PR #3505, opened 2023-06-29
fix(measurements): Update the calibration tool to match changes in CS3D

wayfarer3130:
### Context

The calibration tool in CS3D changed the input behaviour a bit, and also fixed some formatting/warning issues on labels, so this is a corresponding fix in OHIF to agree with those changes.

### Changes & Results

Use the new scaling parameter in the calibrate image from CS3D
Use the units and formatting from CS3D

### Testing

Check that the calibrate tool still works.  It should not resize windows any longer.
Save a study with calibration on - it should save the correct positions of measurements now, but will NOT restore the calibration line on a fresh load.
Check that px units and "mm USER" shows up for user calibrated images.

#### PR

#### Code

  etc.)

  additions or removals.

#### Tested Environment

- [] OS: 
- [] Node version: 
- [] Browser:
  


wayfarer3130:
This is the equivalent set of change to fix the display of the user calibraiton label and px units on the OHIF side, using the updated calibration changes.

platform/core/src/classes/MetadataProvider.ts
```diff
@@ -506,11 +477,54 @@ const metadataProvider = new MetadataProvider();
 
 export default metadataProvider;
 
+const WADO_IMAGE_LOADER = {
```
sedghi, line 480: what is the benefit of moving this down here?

----

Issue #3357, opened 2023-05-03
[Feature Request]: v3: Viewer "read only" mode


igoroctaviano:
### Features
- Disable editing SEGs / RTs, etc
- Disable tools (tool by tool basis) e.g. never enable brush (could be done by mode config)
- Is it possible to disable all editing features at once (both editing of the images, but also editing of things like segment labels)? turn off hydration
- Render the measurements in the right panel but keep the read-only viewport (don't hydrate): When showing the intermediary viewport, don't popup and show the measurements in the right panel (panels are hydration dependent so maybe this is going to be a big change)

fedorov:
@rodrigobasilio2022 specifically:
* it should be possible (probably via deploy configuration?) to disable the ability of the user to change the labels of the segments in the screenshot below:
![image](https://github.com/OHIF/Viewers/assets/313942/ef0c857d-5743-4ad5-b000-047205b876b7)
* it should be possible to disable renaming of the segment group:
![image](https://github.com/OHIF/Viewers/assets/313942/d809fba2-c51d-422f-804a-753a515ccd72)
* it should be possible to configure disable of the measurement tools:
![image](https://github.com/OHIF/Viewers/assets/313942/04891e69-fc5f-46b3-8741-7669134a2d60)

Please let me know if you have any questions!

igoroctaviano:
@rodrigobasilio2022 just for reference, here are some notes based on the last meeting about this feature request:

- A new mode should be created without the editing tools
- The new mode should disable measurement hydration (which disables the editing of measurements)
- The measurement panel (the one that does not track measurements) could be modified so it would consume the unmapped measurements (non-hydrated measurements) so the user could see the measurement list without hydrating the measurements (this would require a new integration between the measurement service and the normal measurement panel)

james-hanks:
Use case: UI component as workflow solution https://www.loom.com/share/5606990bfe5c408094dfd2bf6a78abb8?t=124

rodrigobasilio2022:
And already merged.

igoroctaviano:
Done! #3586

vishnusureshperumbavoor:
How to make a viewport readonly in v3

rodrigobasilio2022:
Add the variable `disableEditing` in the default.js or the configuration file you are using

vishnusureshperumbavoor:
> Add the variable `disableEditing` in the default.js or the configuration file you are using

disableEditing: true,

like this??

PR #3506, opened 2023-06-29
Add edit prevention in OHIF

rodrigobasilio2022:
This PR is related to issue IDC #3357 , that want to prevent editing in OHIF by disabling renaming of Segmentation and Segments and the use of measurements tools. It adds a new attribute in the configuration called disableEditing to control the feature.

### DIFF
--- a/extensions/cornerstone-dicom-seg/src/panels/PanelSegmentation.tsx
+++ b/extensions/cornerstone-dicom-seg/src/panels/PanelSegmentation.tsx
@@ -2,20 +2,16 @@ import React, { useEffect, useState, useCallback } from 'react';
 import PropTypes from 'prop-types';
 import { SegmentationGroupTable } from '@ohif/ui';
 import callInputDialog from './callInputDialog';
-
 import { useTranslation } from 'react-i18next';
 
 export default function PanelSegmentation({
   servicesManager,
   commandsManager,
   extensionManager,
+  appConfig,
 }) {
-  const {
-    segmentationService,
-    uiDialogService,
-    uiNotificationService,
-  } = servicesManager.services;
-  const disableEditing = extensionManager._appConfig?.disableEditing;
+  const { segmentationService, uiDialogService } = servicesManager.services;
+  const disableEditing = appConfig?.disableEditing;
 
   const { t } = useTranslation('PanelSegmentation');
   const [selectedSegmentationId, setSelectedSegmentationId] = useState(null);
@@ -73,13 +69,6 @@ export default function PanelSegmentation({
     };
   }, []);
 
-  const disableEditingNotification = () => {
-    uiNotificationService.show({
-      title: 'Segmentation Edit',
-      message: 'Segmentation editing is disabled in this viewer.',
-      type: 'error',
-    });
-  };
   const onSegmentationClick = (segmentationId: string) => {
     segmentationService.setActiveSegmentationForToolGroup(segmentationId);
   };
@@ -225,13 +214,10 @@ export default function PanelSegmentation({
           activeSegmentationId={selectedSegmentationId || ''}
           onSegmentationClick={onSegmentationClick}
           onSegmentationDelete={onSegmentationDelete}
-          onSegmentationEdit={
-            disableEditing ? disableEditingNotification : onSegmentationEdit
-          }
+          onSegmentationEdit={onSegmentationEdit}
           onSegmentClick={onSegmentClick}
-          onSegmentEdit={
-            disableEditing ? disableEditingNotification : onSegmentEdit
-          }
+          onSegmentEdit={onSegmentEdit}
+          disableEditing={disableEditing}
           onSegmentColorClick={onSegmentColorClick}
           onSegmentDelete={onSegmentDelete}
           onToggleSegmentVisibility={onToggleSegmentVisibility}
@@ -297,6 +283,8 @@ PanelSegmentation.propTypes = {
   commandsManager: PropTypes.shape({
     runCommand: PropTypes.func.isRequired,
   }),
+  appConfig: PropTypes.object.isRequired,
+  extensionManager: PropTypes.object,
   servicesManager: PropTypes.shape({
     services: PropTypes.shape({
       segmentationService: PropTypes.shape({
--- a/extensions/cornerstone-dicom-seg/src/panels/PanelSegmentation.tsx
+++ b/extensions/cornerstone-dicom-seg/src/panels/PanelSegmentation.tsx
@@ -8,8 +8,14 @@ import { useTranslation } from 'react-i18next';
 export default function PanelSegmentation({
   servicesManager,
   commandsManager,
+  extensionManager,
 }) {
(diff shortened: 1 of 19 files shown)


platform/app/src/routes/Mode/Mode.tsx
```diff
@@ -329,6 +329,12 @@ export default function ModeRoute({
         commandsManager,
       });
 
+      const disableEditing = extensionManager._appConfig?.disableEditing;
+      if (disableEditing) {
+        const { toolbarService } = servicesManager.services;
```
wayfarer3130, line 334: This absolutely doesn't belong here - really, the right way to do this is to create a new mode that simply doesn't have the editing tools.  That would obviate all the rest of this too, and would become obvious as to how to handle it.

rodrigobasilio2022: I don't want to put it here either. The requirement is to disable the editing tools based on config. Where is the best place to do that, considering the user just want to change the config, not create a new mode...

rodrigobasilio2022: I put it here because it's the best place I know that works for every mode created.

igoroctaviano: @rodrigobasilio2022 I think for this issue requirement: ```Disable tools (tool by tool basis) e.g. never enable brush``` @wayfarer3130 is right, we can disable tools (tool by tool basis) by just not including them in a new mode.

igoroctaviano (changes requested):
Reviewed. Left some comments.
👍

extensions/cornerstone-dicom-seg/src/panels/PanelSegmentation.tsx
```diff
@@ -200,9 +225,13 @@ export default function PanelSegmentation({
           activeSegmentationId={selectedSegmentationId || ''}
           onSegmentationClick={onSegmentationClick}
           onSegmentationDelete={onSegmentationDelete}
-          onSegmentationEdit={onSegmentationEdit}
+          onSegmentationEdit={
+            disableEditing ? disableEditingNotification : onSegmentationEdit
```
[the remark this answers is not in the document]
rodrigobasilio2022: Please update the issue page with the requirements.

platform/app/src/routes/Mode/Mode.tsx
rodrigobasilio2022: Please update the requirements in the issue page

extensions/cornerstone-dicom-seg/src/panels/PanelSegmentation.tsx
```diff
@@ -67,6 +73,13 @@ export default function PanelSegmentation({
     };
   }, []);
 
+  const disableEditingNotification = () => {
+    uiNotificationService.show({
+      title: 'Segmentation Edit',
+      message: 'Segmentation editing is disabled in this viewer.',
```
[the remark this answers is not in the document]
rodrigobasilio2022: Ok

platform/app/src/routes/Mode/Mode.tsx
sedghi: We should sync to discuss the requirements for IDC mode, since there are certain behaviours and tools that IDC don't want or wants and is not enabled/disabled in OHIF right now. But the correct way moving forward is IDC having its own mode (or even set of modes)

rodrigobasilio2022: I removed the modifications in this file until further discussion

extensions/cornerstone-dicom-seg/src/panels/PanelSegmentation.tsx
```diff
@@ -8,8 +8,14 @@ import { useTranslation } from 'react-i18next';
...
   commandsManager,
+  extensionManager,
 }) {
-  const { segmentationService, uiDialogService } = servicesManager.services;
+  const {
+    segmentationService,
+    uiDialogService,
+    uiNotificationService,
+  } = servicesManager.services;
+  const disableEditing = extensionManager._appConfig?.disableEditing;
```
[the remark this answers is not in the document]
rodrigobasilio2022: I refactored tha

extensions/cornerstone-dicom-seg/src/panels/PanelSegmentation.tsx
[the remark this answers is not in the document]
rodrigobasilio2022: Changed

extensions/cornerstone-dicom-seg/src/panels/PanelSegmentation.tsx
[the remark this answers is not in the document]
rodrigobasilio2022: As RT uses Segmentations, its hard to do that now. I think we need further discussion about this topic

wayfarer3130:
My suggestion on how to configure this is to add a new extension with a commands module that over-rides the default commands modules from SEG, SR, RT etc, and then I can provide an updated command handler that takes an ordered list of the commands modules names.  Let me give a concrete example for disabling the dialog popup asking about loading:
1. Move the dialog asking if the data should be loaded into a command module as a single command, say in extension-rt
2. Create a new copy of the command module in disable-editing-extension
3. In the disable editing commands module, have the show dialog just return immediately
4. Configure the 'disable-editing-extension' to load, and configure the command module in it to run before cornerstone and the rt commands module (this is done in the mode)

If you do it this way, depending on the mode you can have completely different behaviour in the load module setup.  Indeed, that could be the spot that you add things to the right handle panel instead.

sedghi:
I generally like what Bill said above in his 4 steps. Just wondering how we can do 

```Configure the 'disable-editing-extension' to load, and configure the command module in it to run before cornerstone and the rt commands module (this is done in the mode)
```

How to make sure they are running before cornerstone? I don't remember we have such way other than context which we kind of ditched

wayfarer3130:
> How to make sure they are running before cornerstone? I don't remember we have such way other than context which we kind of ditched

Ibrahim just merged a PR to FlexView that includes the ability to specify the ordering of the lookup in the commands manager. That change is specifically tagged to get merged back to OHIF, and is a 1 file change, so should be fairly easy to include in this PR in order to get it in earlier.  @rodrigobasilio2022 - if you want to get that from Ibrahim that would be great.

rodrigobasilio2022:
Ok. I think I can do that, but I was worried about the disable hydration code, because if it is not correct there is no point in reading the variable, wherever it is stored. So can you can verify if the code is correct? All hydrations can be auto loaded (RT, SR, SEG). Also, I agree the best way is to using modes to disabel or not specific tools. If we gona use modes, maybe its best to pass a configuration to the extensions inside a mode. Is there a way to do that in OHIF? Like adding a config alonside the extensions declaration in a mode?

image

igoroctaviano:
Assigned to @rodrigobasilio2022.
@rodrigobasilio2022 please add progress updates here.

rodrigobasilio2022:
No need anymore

----

■ **Task brief**:
Of the lines above, output exactly those from the line bearing "PR #3505, opened 2023-06-29" through the line bearing "Check that the", inclusive.

■ **Solution**:
PR #3505, opened 2023-06-29
fix(measurements): Update the calibration tool to match changes in CS3D

wayfarer3130:
### Context

The calibration tool in CS3D changed the input behaviour a bit, and also fixed some formatting/warning issues on labels, so this is a corresponding fix in OHIF to agree with those changes.

### Changes & Results

Use the new scaling parameter in the calibrate image from CS3D
Use the units and formatting from CS3D

### Testing

Check that the calibrate tool still works.  It should not resize windows any longer.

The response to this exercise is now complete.